▸ DATA PROVIDED:

PR #211, opened 2020-06-30
Fixed arrays being stored as string with jset

RagingLink:
Resolves [Airtable report](https://airtable.com/shrEUdEv4NM04Wi7O/tblyFuWE6fEAbaOfo/viwDg5WovcwMA9NIL/recDo2XJxNngfJCHi)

▸ EXERCISE DETAILS:
Leave out every line before the one containing "Fixed arrays being stored as string with jset". Transcribe that line and all lines after it through the end of the data above, exactly.

▸ WRITTEN REPLY:
Fixed arrays being stored as string with jset

RagingLink:
Resolves [Airtable report](https://airtable.com/shrEUdEv4NM04Wi7O/tblyFuWE6fEAbaOfo/viwDg5WovcwMA9NIL/recDo2XJxNngfJCHi)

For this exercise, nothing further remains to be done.